When we say that a relationship or phenomenon is “exponential,” we are implying that some quantity—electric current, profits, population—increases more rapidly as the quantity grows. In other words, the rate of change with respect to a given variable is proportional to the value of that variable. This means that the derivative of an exponential function is equal to the original exponential function multiplied by a constant (k) that establishes proportionality.
$$\frac{\text{d}}{\text{d}x}a^x=ka^x$$
The proportionality constant is equal to the natural log of the base of the exponent:
$$\frac{\text{d}}{\text{d}x}a^x=\ln(a)\times a^x$$
It follows, then, that if the natural log of the base is equal to one, the derivative of the function will be equal to the original function. This is exactly what happens with power functions of e: the natural log of e is 1, and consequently, the derivative of $$e^x$$ is $$e^x$$.
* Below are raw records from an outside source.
PR #1448, opened 2023-02-17
Add secondary tap to MapOptions

### LINKED ISSUE #1444: Add onSecondaryTap  (right-click for windows) callback

Please add the onSecondaryTap click callback so windows users can capture a right-click event when clicking on the map. 

Currently, having to use the onLongPresss callback but this is not intuitive too windows users:

        onLongPress: (tapPosition, point) {

            showDialog(
                context: context,
                builder: (BuildContext context) {
                  return MapContextMenuDialog(tapPosition: LatLng(point.latitude, point.longitude));
                });
          },

See https://api.flutter.dev/flutter/widgets/GestureDetector/onSecondaryTap.html

Heres a package that is capturing a right-click event to display a context menu:  https://pub.dev/packages/native_context_menu.

### Platforms Affected

Windows, MacOS, Linux

### Severity

### Requirements

TesteurManiak:
Fix #1444 

I've added a property `onSecondaryTap` to `MapOptions` which is usually associated to the right-click action. To implement this behavior I had to remove the dependency to the package [positioned_tap_detector_2](https://pub.dev/packages/positioned_tap_detector_2) which I've re-implemented directly inside flutter_map as it seems like this package is not maintained anymore.

You can try the gesture in the example app. I've tested it on MacOS but didn't try on windows or linux but I trust that Flutter is able to recognize the right-click action on those platforms.

P.S: I had to re-generate the platform sources for the project to compile hence why there is changes for the android, ios, web and macos folders in `example`;


JaffaKetchup (approved):
LGTM AFAIK. Thanks :)

Issue #1454, opened 2023-03-01
[FEATURE] Remove `absorbPanEventsOnScrollables` flag.


rorystephenson:
### What do you want implemented?

Remove the `absorbPanEventsOnScrollables` flag. If you have a FlutterMap inside a scrollable and you want dragging the map to cause the scrollable to scroll then you can just disable the `drag` interactive flag. It seems to me that [this has the same effect](https://github.com/fleaflet/flutter_map/blob/3e8368d85d45e1431ed78488f0df102cef81b925/lib/src/map/flutter_map_state.dart#L117-L118) and I can't see why you would need dragging enabled but for the map to not absorb pan events (which makes the dragging not work anyway)?

If you agree I am happy to open a PR including removing unnecessary commented code in `flutter_map_state.dart`.

### Platforms Affected

Android, iOS, Web, Windows, MacOS, Linux

### Severity

Minimum: Not required for my use

### Requirements

- [X] I agree to follow this project's [Code of Conduct](https://github.com/fleaflet/flutter_map/blob/master/CODE_OF_CONDUCT.md)
- [X] I am using the [latest stable version](https://pub.dev/packages/flutter_map) of this package
- [X] I have checked for similar feature requests which may be duplicates

ibrierley:
Not quite sure this is quite the same thing (but I lose track fast!)....For example with the dragmarker (& line_editor) plugin, it allows panning, but needs absorbPanEventsOnScrollables disabled to be able to drag icons iirc ?

rorystephenson:
@ibrierley thanks for pointing that out! I did some further digging and realised that you are right that this would break some plugins. The good news is the fix in #1453 resolves this issues. I've decided to include removal of the flag in that PR (see the second part of the description in that PR for more info).

JaffaKetchup:
Closed by #1455 AFAIK.

PR #1455, opened 2023-03-02
Remove absorbPanEventsOnScrollables option

rorystephenson:
The only reason to disable absorbing of pan events is because some plugins which use drag gestures rely on it. It turns out if those plugins detect vertical/horizontal drag instead of pan this flag is not necessary.

Note that affected plugins need to be updated and this should be released in a major version bump as it is a breaking change.

See #1454 discussion leading to this PR.

## Before releasing

- [ ] Notify affected plugin authors of the required change.
- [ ] Create new major version with changelog entry to describe how other plugins must migrate.

## Understanding more

- When `absorbPanEventsOnScrollables` is true a horizontal & vertical drag gesture detector are added to FlutterMap and if they are triggered FlutterMap's scale gesture logic is triggered since the vertical/horizontal drag gesture and scale gesture are in the same `GestureArenaTeam` and the scale gesture is the captain of that team. Horizontal/vertical drag gestures are recognised faster than scale/pan gestures and therefore when there are competing gestures they will prevail.
- [Scrollable Flutter widgets detect horizontal/vertical drag gestures](https://github.com/flutter/flutter/blob/12cb4eb7a009f52b347b62ade7cb4854b926af72/packages/flutter/lib/src/widgets/scrollable.dart#L622-L662) which is why FlutterMap needs to detect them and then defer to its scale gesture if it wants to be pannable inside of a ListView.
- `flutter_map_dragmarker` and likely other plugins detect pan gestures instead of horizontal/vertical drag gestures. This means that when `absorbPanEventsOnScrollables` is enabled those plugins don't work because FlutterMap's horizontal/vertical drag gestures have precedence. This is a simple fix, affected code should listen to `onVerticalDrag(Start/Update/End)` and `onHorizontalDrag(Start/Update/End)` instead of `onPan(Start/Update/End)`.

## Demo

With `absabsorbPanEventsOnScrollables` removed such that horizontal/vertical gestures are always detected in FlutterMap (see this PR's code changes) and a modified `flutter_map_dragmarker` (detecting horizontal/vertical drag instead of pan) is used it is possible to have a pan-able FlutterMap inside of a ListView containing drag markers which can be dragged:

https://user-images.githubusercontent.com/3683599/222518631-4d350d44-eb50-4368-83a3-7a0a698312d3.mp4

### DIFF
--- a/example/lib/pages/map_inside_listview.dart
+++ b/example/lib/pages/map_inside_listview.dart
@@ -23,7 +23,6 @@ class MapInsideListViewPage extends StatelessWidget {
               height: 300,
               child: FlutterMap(
                 options: MapOptions(
-                  absorbPanEventsOnScrollables: true,
                   center: LatLng(51.5, -0.09),
                   zoom: 5,
                 ),
--- a/lib/flutter_map.dart
+++ b/lib/flutter_map.dart
@@ -251,8 +251,6 @@ class MapOptions {
   /// see [InteractiveFlag] for custom settings
   final int interactiveFlags;
 
-  final bool absorbPanEventsOnScrollables;
-
   final TapCallback? onTap;
   final TapCallback? onSecondaryTap;
   final LongPressCallback? onLongPress;
@@ -293,7 +291,6 @@ class MapOptions {
   final bool keepAlive;
 
   MapOptions({
-    this.absorbPanEventsOnScrollables = true,
     this.crs = const Epsg3857(),
     LatLng? center,
     this.bounds,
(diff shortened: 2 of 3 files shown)


JaffaKetchup:
Thanks @rorystephenson, we'll try to have a look at this soon!

TesteurManiak (approved):
LGTM 👍

JaffaKetchup:
@rorystephenson When you get a moment from working on #1475, can you resolve the conflicts here for merge? (Also note that #1475 needs the same conflicts resolved).

JaffaKetchup:
@rorystephenson You happy for this to be merged now? Not sure if it will cause more conflicts.

rorystephenson:
> @rorystephenson You happy for this to be merged now? Not sure if it will cause more conflicts.

Yep I think it's good to go.

PR #1462, opened 2023-03-10
Add a threshold for rasterization to avoid excessive fixed overhead c…

ignatz:
…ost for cheap redraws.

### DIFF
--- a/lib/src/layer/polygon_layer.dart
+++ b/lib/src/layer/polygon_layer.dart
@@ -71,10 +71,20 @@ class PolygonLayer extends StatelessWidget {
   /// screen space culling of polygons based on bounding box
   final bool polygonCulling;
 
+  /// The layer allows to rasterize and translate the underlying canvas on
+  /// panning the map (does not apply for rotations and zooming). This can
+  /// greatly improve performance if the set polygons in the map's viewport
+  /// doesn't change. However, rasterization comes at a fixed overhead, which
+  /// amortizes when drawing the canvas itself is costly and the use-case makes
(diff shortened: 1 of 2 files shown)


JaffaKetchup:
Thanks @ignatz, we'll try to have a look at this soon!

lib/src/layer/polygon_layer.dart
```diff
@@ -84,27 +94,29 @@ class PolygonLayer extends StatelessWidget {
     final origin = map.pixelOrigin;
     final offset = Offset(origin.x.toDouble(), origin.y.toDouble());
 
-    final Iterable<Polygon> pgons = polygonCulling
+    final List<Polygon> pgons = polygonCulling
```
TesteurManiak, line 97: Is there a reason why you converted the `Iterable<Polygon>` to a `List<Polygon>` I don't really see the benefits here 🤔 
Otherwise everything else looks good to me.

(Do you want to double check @JaffaKetchup?)

ignatz: Since I recently changed it from an List to an Iterable I felt like going full circle :). Jokes aside, I added the length comparison as quick true-positive check. Since both, calculating the length and the hashing, require a full traversal (e.g. when the raster cache is being hit), I felt the benefit of delaying the list conversion was harder to justify. Hope that makes sense. In other words, I can change it back and it might be marginally letss work in cases where the length actually differs and marginally more work in all others.

TesteurManiak (approved):

PR #1470, opened 2023-03-23
adjustCenterIfOutsideMaxBounds calculates correctly the center when size.x > width  or size.y > height

dumabg:
Sometimes size.x or size.y were greater than the total with or height, and, in this case, leftOkCenter is  > rightOkCenter or botOkCenter is < topOkCenter. When this occurs, the code  in the bottom,
```

 if (newCx < leftOkCenter ||
        newCx > rightOkCenter ||
        newCy < topOkCenter ||
        newCy > botOkCenter) {
      return null;
```
satisfies the conditions and return null.

The consequence is that when using the component, it can't return for a zoom.

This is the sample that I'm using:

```dart
FlutterMap(
      mapController: controller.mapController,
      options: MapOptions(
        center: controller.center,
        zoom: 19,
        enableScrollWheel: false,
        onPositionChanged: controller.onPositionChanged,
        onMapEvent: controller.onMapEvent,
        maxBounds: LatLngBounds(
          LatLng(-15.94720, -47.98902),
          LatLng(-15.94872, -47.98749),
        ),
        interactiveFlags: InteractiveFlag.all,
      ),
      children: [
        TileLayer(
          subdomains: const ['a', 'b', 'c'],
          maxZoom: 22,
          minZoom: 19,
          maxNativeZoom: 19,
        ),
      ],
    );
```
controller.center has the value lat: -15.94774,  lon: -47.98830.
The most important is the maxBounds values.

If zoom in, it works, but if zoom out to return to previous zoom, the zoom doesn't work. The reason is explained above.

I have changed the halfSize calculation, taking the min between the real size and the expected size and now it works correctly.

I only have tested with this sample. I don't know if this change could cause another problems.


JaffaKetchup:
@dumabg Thanks for the contribution! I'll try to review soon.

JaffaKetchup:
@dumabg Can you add an MRE for me to test with? If possible, can you also test with #1475 to see if that may have fixed the issue?

JaffaKetchup:
This PR is now included in the CHANGELOG edit in #1482/ 040c6f1, so it must be included in v4.

JaffaKetchup (changes requested):
Thanks for the contribution @dumabg, however this has an unexpected side effect.

If `maxBounds` is set smaller than the current viewport size, and the initial configuration means that the map is zoomed outside of those bounds, it should(?) prevent any map interaction at all, as all states are outside the bounds.
However, this PR seems to mean the map can be panned in at least one direction (vertically downwards) in my case.

We should check whether the current behaviour is what is wanted, but as this changes the current behaviour unintentionally, we are unable to merge this for v4.

If you still want to work on this, please create an MRE in order for us to more clearly see your issue.

dumabg:
I've tested the new version 4 and occurs the same.

JaffaKetchup:
@dumabg Not sure what you mean by that?
Can you provide an MRE to show the issue this PR resolves?

ibrierley:
Yes, I'm a bit unclear on this one. Typically this issue is when there is a zoom level and maxBounds set which can't be resolved (and it's also worth double checking rotated maps). I can't quite work from the initial description what the issue is that's happening to know if its correct or not.

dumabg:
The MRE:

[pre.zip](https://github.com/fleaflet/flutter_map/files/11491958/pre.zip)

ibrierley:
I'm a bit confused here though, have tested, and the PR has the same behaviour doesn't it ?

Maybe you could do a video with the with/without your PR, as I suspect I'm at cross purposes somewhat ?

JaffaKetchup:
Closing due to inactivity.

PR #1485, opened 2023-04-11
Revert RepaintBoundary optimization due to visual artifacting.

ignatz:
In order to use the RepaintBoundary the each vector is broken up into two: a support vector (Positioned) and a local vector (map.project), so that the local projection can be repositioned w/o always requiring a full redraw. However, as it turns out, the implementation has not enough precision to correctly position vectors very close to each other (it's likely due to map projection and/or integer precision). This is particularly noticeable when e.g. drawing a dotted line (which is just a bunch of close by polygons) or a polygon with a boundary (which is just a polygon and a polyline precisely layered atop each other).


TesteurManiak (approved):

JaffaKetchup:
Thanks @ignatz for the quick fix :)
(Thanks @TesteurManiak)

PR #1487, opened 2023-04-12
Improved Attribution

JaffaKetchup:
Continuation and replacement of #1390, which aims to improve the attribution situation within 'flutter_map'.
Contains breaking changes, and addition of Windows support for the example app.


lib/src/layer/attribution_layer.dart
```diff
@@ -66,3 +85,382 @@ class AttributionWidget extends StatelessWidget {
...
+  State<StatefulWidget> createState() => RichAttributionWidgetState();
+}
+
+class RichAttributionWidgetState extends State<RichAttributionWidget> {
+  StreamSubscription<MapEvent>? mapEventSubscription;
+
+  final persistentAttributionKey = GlobalKey();
+  Size? persistentAttributionSize;
+
+  late bool popupExpanded = widget.popupInitialDisplayDuration != Duration.zero;
```
TesteurManiak, line 290: Maybe a getter would be better to avoid code duplication on `widget.popupInitialDisplayDuration != Duration.zero`:
```dart
bool get hasDuration => widget.popupInitialDisplayDuration != Duration.zero;
```

lib/src/layer/attribution_layer.dart
```diff
@@ -66,3 +85,382 @@ class AttributionWidget extends StatelessWidget {
...
+  }
+
+  @override
+  Widget build(BuildContext context) {
+    final persistentAttributionItems = [
+      ...widget.attributions
+          .whereType<LogoSourceAttribution>()
+          .map((e) => [e, const SizedBox(width: 16)])
+          .expand((e) => e)
+          .toList(),
```
TesteurManiak, line 329: `toList()` is unneeded the spread operator works on basic `Iterable` objects

lib/src/layer/attribution_layer.dart
```diff
@@ -66,3 +85,382 @@ class AttributionWidget extends StatelessWidget {
...
+    mapEventSubscription?.cancel();
+    super.dispose();
+  }
+
+  @override
+  Widget build(BuildContext context) {
+    final persistentAttributionItems = [
+      ...widget.attributions
+          .whereType<LogoSourceAttribution>()
+          .map((e) => [e, const SizedBox(width: 16)])
```
TesteurManiak, line 327: May I suggest to use a method like this:
```dart
Iterable<Widget> buildSeparatedWidgets(Iterable<Widget> children) sync* {
  for (int i = 0; i < children.length; i++) {
    yield children[i];
    if (i < children.length - 1) {
      yield const SizedBox(width: 16);
    }
  }
}
```

This will allow to avoid having an unnecessary `SizedBox` widget at the end.

lib/src/layer/attribution_layer.dart
```diff
@@ -66,3 +85,382 @@ class AttributionWidget extends StatelessWidget {
...
+/// Base class for attributions that render themselves as widgets
+///
+/// Extended/implemented by [TextSourceAttribution] & [LogoSourceAttribution].
+@internal
+abstract class SourceAttribution extends StatelessWidget {
+  final void Function()? _onTap;
+
+  const SourceAttribution._({
+    super.key,
+    void Function()? onTap,
```
TesteurManiak, line 98: You can use `VoidCallback?` instead of `void Function()?`

TesteurManiak (changes requested):
Here's my first feedbacks, I'll try to do a second pass on this when I have a bit more time.

pubspec.yaml
```diff
@@ -21,6 +21,7 @@ dependencies:
   polylabel: ^1.0.1
   proj4dart: ^2.1.0
   tuple: ^2.0.0
+  url_launcher: ^6.1.6
```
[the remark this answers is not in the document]
JaffaKetchup: That's a good point, forgot we talked about it and considered removing it myself. I'll remove it.

lib/src/layer/attribution_layer.dart
```diff
@@ -66,3 +85,382 @@ class AttributionWidget extends StatelessWidget {
...
+
+    if (widget.popupInitialDisplayDuration != Duration.zero) {
+      Future.delayed(
+        widget.popupInitialDisplayDuration,
+        () => setState(() => popupExpanded = false),
+      );
+    }
+
+    WidgetsBinding.instance.addPostFrameCallback(
+      (_) => WidgetsBinding.instance.addPostFrameCallback(
```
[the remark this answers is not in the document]
JaffaKetchup: I'm not entirely sure, but delaying one frame doesn't get the right size. I'm assuming it's because FM takes an additional frame in the first place, but I'm not sure.

lib/src/layer/attribution_layer.dart
JaffaKetchup: We should keep this space AFAIK: it is between the last user-defined logo, and the flutter_map logo.

TesteurManiak: Ok but you might still want to use a similar method to avoid using `expand` and iterating again on the widget list 🤔

lib/src/layer/attribution_layer.dart
JaffaKetchup: Fixed in db944a1.

lib/src/layer/attribution_layer.dart
JaffaKetchup: Fixed in db944a1.

lib/src/layer/attribution_layer.dart
JaffaKetchup: Fixed in db944a1.

lib/src/layer/attribution_layer.dart
```diff
@@ -66,3 +85,382 @@ class AttributionWidget extends StatelessWidget {
...
+                    ),
+                    child: Padding(
+                      padding: const EdgeInsets.all(8),
+                      child: Column(
+                        mainAxisSize: MainAxisSize.min,
+                        crossAxisAlignment: CrossAxisAlignment.start,
+                        children: [
+                          ...widget.attributions
+                              .whereType<TextSourceAttribution>()
+                              .toList(),
```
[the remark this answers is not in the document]
JaffaKetchup: Fixed in db944a1.

pubspec.yaml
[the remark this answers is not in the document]
JaffaKetchup: Fixed in db944a1.

lib/src/layer/attribution_layer.dart
JaffaKetchup: Fixed in 1670453.

lib/flutter_map.dart
```diff
@@ -25,7 +25,8 @@ export 'package:flutter_map/src/geo/latlng_bounds.dart';
 export 'package:flutter_map/src/gestures/interactive_flag.dart';
 export 'package:flutter_map/src/gestures/map_events.dart';
 export 'package:flutter_map/src/gestures/multi_finger_gesture.dart';
-export 'package:flutter_map/src/layer/attribution_layer.dart';
+export 'package:flutter_map/src/layer/attribution_layer.dart'
+    hide SourceAttribution;
```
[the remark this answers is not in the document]
JaffaKetchup: Fixed in a3706de.

It has been replaced with a warning stating that:
> unknown subtypes will not be displayed

TesteurManiak (approved):
LGTM

PR #1495, opened 2023-04-21
Refactored `FlutterMapState`'s `maybeOf` method

JaffaKetchup:
Refactored `FlutterMapState`'s `maybeOf` method into itself and `of` to meet good practise guidelines and avoid unnecessary nullable return types.
Also changed the error that `of` throws from `FlutterError` to `StateError`.

### DIFF
--- a/lib/src/map/flutter_map_state.dart
+++ b/lib/src/map/flutter_map_state.dart
@@ -761,9 +761,7 @@ class FlutterMapState extends MapGestureMixin
       ?.mapState;
 
   static FlutterMapState of(BuildContext context) =>
-      context
-          .dependOnInheritedWidgetOfExactType<MapStateInheritedWidget>()
-          ?.mapState ??
+      maybeOf(context) ??
       (throw StateError(
           '`FlutterMapState.of()` should not be called outside a `FlutterMap` and its children'));
 }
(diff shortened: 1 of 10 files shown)


JaffaKetchup:
(Build will fail because of formatting issues fixed in #1475, so it's safe to ignore)

lib/src/map/flutter_map_state.dart
```diff
@@ -756,15 +756,16 @@ class FlutterMapState extends MapGestureMixin
...
+      .dependOnInheritedWidgetOfExactType<MapStateInheritedWidget>()
+      ?.mapState;
+
+  static FlutterMapState of(BuildContext context) =>
+      context
+          .dependOnInheritedWidgetOfExactType<MapStateInheritedWidget>()
+          ?.mapState ??
+      (throw StateError(
+          '`FlutterMapState.of()` should not be called outside a `FlutterMap` and its children'));
 }
```
TesteurManiak, line 769: You can directly call `maybeOf(context)` to avoid code duplication (I also find it clearer to use a `if` to throw an error and beneficiate of type shadowing but it's a personal preference):

```dart
static FlutterMapState of(BuildContext context) {
  final state = maybeOf(context);
  
  if (state == null) {
    throw StateError('...');
  }

  return state;
}
```

Otherwise the rest looks good to me 👍

TesteurManiak (changes requested):

lib/src/map/flutter_map_state.dart
JaffaKetchup: Good catch, I was intending to use `maybeOf` in `of`, but I got sidetracked.
I'll keep using `??`, as it's just shorter and similar in clarity (if you're familiar with Dart).

Fixed in fc56357.

TesteurManiak (approved):

PR #1499, opened 2023-04-24
Add layer that directly takes widgets als children

Robbendebiene:
Hi, recently I wrote a map layer for another project that basically works like the Stack widget by directly taking widgets instead of custom Marker objects. Just wanted to ask if there is any interest in such kind of feature for the library.

Note for now every widget is positioned at its center (no configurable anchor point) and there is no counter rotation when rotating the map. However both of these features should be fairly easy to implement.

Additionally this layer optionally allows some basic sizing of its children in meters (so they scale on zoom in/out) but I could also easily remove this feature.

Usage:

```dart
WidgetLayer(
   children: [
       WidgetLayerPositioned(
          position: LatLng(0,0),
          child: Container(
            color: Colors.red,
            width: 30,
            height: 100,
          ),
       ),
       WidgetLayerPositioned(
          position: LatLng(0,0),
          child: Container(
            color: Colors.blue,
            width: 20,
            height: 20,
          ),
       ),
   ],
);
```

Main benefit in my eyes is that it's more flutter like and widgets with intrinsic/dynamic sizes can be used.
Also going down to elements and render objects allows for more performance optimizations.
This can probably be even more optimized when implemented using the [Sliver](https://api.flutter.dev/flutter/widgets/SliverMultiBoxAdaptorWidget-class.html) way.

Other ideas:
- Widgets placed inside the `WidgetLayer` that are not of type `WidgetLayerPositioned` could be rendered/positioned as an overlay.
- Another constructor or layer that exposes a `builder` parameter that lazily builds it's children given the current bounding box.


JaffaKetchup:
Thanks @Robbendebiene.
However, I'm not clear why this is necessary? You can use a `LayoutBuilder`/`Align` combination in `children` to position anything as you'd like. Any widget in the `children` list can also use `FlutterMapState.of()` to access the map state: this can be used to create counter rotation as `Marker`s do - but you can also use `nonRotatedChildren`.
Maybe I'm missing something? Sorry if I am!

Robbendebiene:
> However, I'm not clear why this is necessary? You can use a LayoutBuilder/Align combination in children to position anything as you'd like. Any widget in the children list can also use FlutterMapState.of() to access the map state: this can be used to create counter rotation as Markers do - but you can also use nonRotatedChildren.
> Maybe I'm missing something? Sorry if I am!

The main purpose of this is to replace the marker layer or basically make it obsolete. Not in it's current form, but it could get there pretty easily.

By using a `LayoutBuilder` you mean you would create a Widget that contains a `LayoutBuilder` containing a `Stack` which contains a custom widget (which gets `LatLng`) which itself uses a `Positioned` widget to position itself accordingly in the `Stack`? I guess in this setup the `LayoutBuilder` isn't even necessary. I'm confused, can you please explain how the `LayoutBuilder` targets the MarkerLayer?

> Is it mainly the calculation in meters ? What use case have you had for a resizing widget based on size in meters out of interest ?

As I wrote before the `WidgetLayer` allows placing widgets with dynamic/intrinsic sizes on the map. This is the main benefit from a users point of view. It doesn't require a fixed size as the Markers do. The meters stuff is just something I required personally for showing an animated circle/area on the map, something like this: https://i.stack.imgur.com/olcrj.gif

PR #1514, opened 2023-05-11
Fix jitter of polygon/polyline after reverting from 2-step positioning

ignatz:
Previously, the canvas was positioned in two steps using a Positioned widget, which was removed due to its own precision issues. Now the canvas needs to be redrawn whenever the viewport changes, not just rotations and zooming but also panning.

### DIFF
--- a/lib/src/layer/polygon_layer.dart
+++ b/lib/src/layer/polygon_layer.dart
@@ -98,12 +98,9 @@ class PolygonLayer extends StatelessWidget {
 class PolygonPainter extends CustomPainter {
   final List<Polygon> polygons;
   final FlutterMapState map;
-  final double zoom;
-  final double rotation;
+  final LatLngBounds bounds;
 
-  PolygonPainter(this.polygons, this.map)
-      : zoom = map.zoom,
-        rotation = map.rotation;
+  PolygonPainter(this.polygons, this.map) : bounds = map.bounds;
 
   int get hash {
     _hash ??= Object.hashAll(polygons);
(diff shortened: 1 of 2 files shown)


JaffaKetchup:
Hey @ignatz.
Please also note #1513: we think the batching changes may have caused some issues when rendering polylines with borders - not sure how we didn't catch this before!
Fixes for the broken status checks (support for Flutter 3.10) available in #1512.

ignatz:
> Hey @ignatz. Please also note #1513: we think the batching changes may have caused some issues when rendering polylines with borders - not sure how we didn't catch this before!

Why the "saveLayers" issue wasn't caught is probably easy to answer: there are no tests, no examples, and the docstring seems to discourage its use.

As to this fix, this is unrelated.

> Fixes for the broken status checks (support for Flutter 3.10) available in #1512.

Unrelated to this fix but FYI, I was able to convert my App to Flutter 3.10 w/o many issues. I guess that's due to the use of my own custom tile provider :shrug:

JaffaKetchup:
> Unrelated to this fix but FYI, I was able to convert my App to Flutter 3.10 w/o many issues. I guess that's due to the use of my own custom tile provider 🤷
Yeah, everything is working, but the checks aren't - there have been some deprecations and stuff.

JaffaKetchup:
(Please pull from master. Only Flutter 3.10 is now supported.)

JaffaKetchup (approved):
LGTM. Thanks :)

PR #1515, opened 2023-05-11
Apply stronger typing of FlutterMap4 more broadly and opportunistic cleanup/fix

ignatz:
FlutterMap4 changes project()'s return type from CustomPoint<num> to CustomPoint<double>, henceforth push the stricter typing further up the stack and do some opportunistic cleanups/fixes.

### DIFF
--- a/lib/src/map/flutter_map_state.dart
+++ b/lib/src/map/flutter_map_state.dart
@@ -41,7 +41,7 @@ class FlutterMapState extends MapGestureMixin
     _rotation = options.rotation;
     _center = options.center;
     _zoom = options.zoom;
-    _pixelBounds = getPixelBounds(zoom);
+    _pixelBounds = getPixelBounds();
     _bounds = _calculateBounds();
 
     WidgetsBinding.instance.addPostFrameCallback((_) {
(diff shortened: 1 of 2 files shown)


lib/src/map/flutter_map_state.dart
```diff
@@ -516,19 +515,21 @@ class FlutterMapState extends MapGestureMixin
...
 
   CustomPoint<int> getNewPixelOrigin(LatLng center, [double? zoom]) {
-    final viewHalf = size / 2.0;
-    return (project(center, zoom) - viewHalf).round();
+    final halfSize = size / 2.0;
+    return (project(center, zoom) - halfSize).round();
   }
 
-  Bounds<double> getPixelBounds(double zoom) {
-    final mapZoom = zoom;
```
ignatz, line 528: I believe this to be a bug. It should have been:

    final mapZoom = this.zoom;

Otherwise scale will always be `1.0` :shrug:

JaffaKetchup: Interesting spot! Will have to test this just to make sure there's no side effects.

JaffaKetchup:
(Please pull from master. Only Flutter 3.10 is now supported.)

JaffaKetchup (approved):
LGTM. Thanks :)

PR #1518, opened 2023-05-12
Attempt to fix actions

JaffaKetchup:


JaffaKetchup:
As we can see from #1520, this still doesn't work. Unfortunately, I think we need to wait for some permissions for the original owner of this project to allow secrets to be passed to forks: https://docs.github.com/en/repositories/managing-your-repositorys-settings-and-features/enabling-features-for-your-repository/managing-github-actions-settings-for-a-repository#enabling-workflows-for-forks-of-private-repositories

PR #1523, opened 2023-05-12
Fine-grained MediaQuery dependencies to rebuild only when needed

ignatz:
Previously, the broad dependency triggered rebuilds when the keyboard came up even when rendered in a Scaffold() with resizeToAvoidBottomInset set to false. This caused a lot of jank for me, i.e. triggering full-map-rebuilds at animation pace.


TesteurManiak (approved):
LGTM and thanks a lot for the added test case 👍

JaffaKetchup:
(Untested by myself.)
Thanks @ignatz!

PR #1834, opened 2024-02-20
refactor!: make `LatLngBounds` mutable & depend less on 'latlong2'

josxha:
This pr is probably a bit controversial. 
- It refactors LatLngBounds to store max and min latitude and longitude instead of the LatLngs of the corners
- It cleans up the methods to make them produce less ephemeral objects
- It renames the previous default contructor to `LatLngBounds.fromCorners()` and adds a new default raw constructor for better performance. Even though values get provided directly it uses asserts to catch potential implementation errors.

Very similar would be Bounds<T> if I'm not mistaken.


lib/src/geo/latlng_bounds.dart
```diff
@@ -1,86 +1,125 @@
...
+
+  /// The longitude west edge of the bounds
+  double west;
+
+  /// Create a [LatLngBounds] instance from raw edge values.
+  ///
+  /// Potentially throws assertion errors if the coordinates exceed their max
+  /// or min values or if coordinates are meant to be smaller / bigger
+  /// but aren't.
+  LatLngBounds({
```
JaffaKetchup, line 26: Instead of making this the new default constructor, can we call this `fromRawEdges`, and make the `fromCorners` un-named again? Just trying to minimize this breaking change.

JaffaKetchup (changes requested):
LGTM, except for the one thing around constructor naming.

lib/src/geo/latlng_bounds.dart
josxha: Can do, but instead of `fromRawEdges` I'd use the `unsafe` to be more in line with `Bounds.unsafe`. Sounds alright?

josxha:
Ready for another review. I think this pull request is now non-breaking.

JaffaKetchup (approved):
LGTM! Still breaking, but only for implementers of `LatLngBounds`, which should be no-one.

$$\frac{\text{d}}{\text{d}x}e^x=e^x$$
When the exponential expression is something other than simply x, we apply the chain rule: First we take the derivative of the entire expression, then we multiply it by the derivative of the expression in the exponent.
$$\frac{\text{d}}{\text{d}x}e^{x^2+2x}=e^{x^2+2x}\times\frac{\text{d}}{\text{d}x}(x^2+2x)=(2x+2)e^{x^2+2x}$$
This technique can be used to find the rate of change of diode current with respect to diode voltage. The following equation provides an approximate relationship between the voltage across a diode ($$V_D$$) and the current through a diode ($$I_D$$):
$$I_D=I_S\times e^\frac{V_D}{0.026}$$
(See the page on diodes and rectifiers for more information on the diode current–voltage equation; also, note that $$I_S$$ is a constant, not a variable.) To find the rate of change of current with respect to voltage, we take the derivative:
$$\frac{\text{d}I_D}{\text{d}V_D}=\frac{\text{d}}{\text{d}V_D}(I_S\times e^\frac{V_D}{0.026})=I_S\times e^\frac{V_D}{0.026}\times\frac{1}{0.026}$$
Thus, at a given value of diode voltage $$V_D$$, an incremental increase in voltage will create an increase in current equal to $$\frac{I_S}{0.026}e^\frac{V_D}{0.026}$$.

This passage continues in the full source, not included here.